Motorola Solutions ( MSI ) announced a weak set of second quarter results on March 5 as revenues fell 7% and operating profits declined by over 30% over the same period last year due to lower demand in key regions, especially North America, where the impact of narrowbanding from prior years continues to weigh on the business. However, the company was able to reduce its operating costs by about $49 million in Q2 over the prior year quarter on account of its ongoing cost-cutting initiatives and lower incentive pay compensation expenses. In fact, taking cognizance of its recent performance and potential for further improvement, the company revised its earlier target of shaving off $200 million in operating costs to $300 million by the end of next year. This means that total operating expenses of the company are likely to come down from $2 billion in 2013 to about $1.7 billion by the end of 2015.
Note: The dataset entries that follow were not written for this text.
PR #527, opened 2019-08-14
Add a basic template for pull requests

BarbourSmith:
This will create text which is auto populated in the pull request window when a new pull request is created. See the description of how this works here:

https://help.github.com/en/articles/creating-a-pull-request-template-for-your-repository

Let me know if we want to change the wording. This file can of course be itself edited by pull request so if we want to change the wording down the road it is always an option.

It will look like:

# What feature does this pull request add or what issue does this pull request fix?

# Does this firmware change affect kinematics or any part of the calibration process?
## d) Has this PR been tested on actual machine and/or in fake servo mode (indicate which or both)?

Thanks for contributing!

### DIFF
--- a/pull_request_template.md
+++ b/pull_request_template.md
@@ -2,13 +2,16 @@ Thanks for contributing to The Maslow Firmware! You rock.
 
 Please let the community know some basic information about this pull request.
 
-# What feature does this pull request add or what issue does this pull request fix?
+## What does this pull request do?
+Does it add a new feature or fix a bug?
 
-# Does this firmware change affect kinematics or any part of the calibration process?
-## a) If so, does this change require recalibration?
-## b) If so, is there an option for user to opt-out of the change until ready for recalibration? If not, explain why this is not possible.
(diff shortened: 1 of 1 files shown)


blurfl:
How about asking the originator how to test to demonstrate the effect of the change? For example, from PR#519

```
To test, set a macro to 'B11', disconnect the chains, and run the macro.
 Without the patch the motors run indefinitely; with the patch they stop 
after three seconds as intended.
```

davidelang:
questions I would ask

what behavior is expected to change from this PR (i.e. fix a bug, no expected 
changes, new feature added, then provide details)

If this change affects calibration, can the user opt-out of recalibrating 
(recognizing that they don't get the benefit of the change, does an upgrade 
force them to recalibrate)

does this change require the firmware and GroundControl to both be changed (if 
so, link to the PR for the other component)

is there a way to test this change

BarbourSmith:
Great suggestions. I've updated the wording to read:

Does it add a new feature or fix a bug?

Thanks for contributing!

In accordance with its plans to sell off majority of its enterprise business to Zebra Technologies, Motorola reported the enterprise revenues, other than iDEN, under discontinued operations in its recent earnings report and changed its reporting segments to "Products" and "Services" from the earlier segments of "Government" and "Enterprise". The Products division, contributing about 64% of the company's total sales, consists of an extensive portfolio of network infrastructure, devices and software products, including iDEN products, ASTRO, dimetra and broadband products such as LTE. In the second quarter, product sales declined by over 10% year-over-year (y-o-y) to $887 million owing to sluggish demand in North America, Australia and China. On the other hand. the Services segment consists of integration services including iDEN services, lifecycle management services, managed services and solutions services for public safety as well as private communication networks. Division sales were $506 million in Q2, reflecting a marginal decline compared to the same period last year.
Our $65 price estimate for Motorola is about 5% ahead of the current market price.
Product Sales Decline on Weak Demand in North America
One of the biggest reasons that Motorola mentions for its top line under-performance last quarter is lower product sales in North America. The company had acknowledged in the first quarter this year that it underestimated the impact of narrowbanding in the previous years, which had led to record performances in 2012 and 2011. Motorola's product revenues in those years were boosted by the narrowbanding mandate issued by the Federal Communications Commission (FCC), which necessitated a switch to a more efficient spectrum band for public safety operations.
With most of the narrowbanding-related equipment upgrades now complete and government agencies going slow on their capital spending, Motorola's North American products business faces near-term growth concerns. Notwithstanding the continued weakness in North America, Motorola's performance was impressive in Europe, Africa and Latin America where sales grew in double-digits.
Public Safety LTE to Drive Sales
Going forward, we see the adoption of LTE for public safety use along with the broader trend of analog-to-digital shift in the U.S. and internationally, as the key drivers of Motorola's value. U.S. public safety spending in the coming years will be bolstered by the job creation bill passed in 2012 that reallocated the D Block spectrum for public safety use and provided a funding of $7 billion to build out a nationwide network over eight years. We expect Motorola to benefit from the stickiness of its government customers as well as its strong market position and large installed base of security devices to grab a big chunk of that market going forward.
The Los Angeles Regional Interoperable Communication System Authority (LA-RICS) selected Motorola to develop a 4G LTE based Public Safety Broadband Network (PSBN) for public safety agencies in the Los Angeles region in March this year. The company is progressing well with this $175 million project which is expected to generate about $50 million in revenue in the latter half of this year. In addition, the company's first quarter launch of APX 7000L, its first two-way portable radio that works both on legacy LMR (Land Mobile Radio) and next-generation 4G LTE networks, bolsters our view that Motorola has positioned itself strongly to benefit from the LTE transition in the years to come.
Gross Margins to Improve in 2014
The company has been successful in driving efficiency through its operations over the last couple of years, and expects to accelerate those efforts in the coming quarters. Despite the top line concerns and significant operating leverage in the business, Motorola expects operating margins to improve by almost a percentage point to 18.5% in 2014, benefiting mostly from the cost controls in place as well as the $300 million in cost cuts expected over the next two years. Going forward, we expect improving operational efficiency to more than offset the margin decline that could result from rising competition in the coming years, as rivals increasingly address the ongoing transition of public safety networks from analog-to-digital.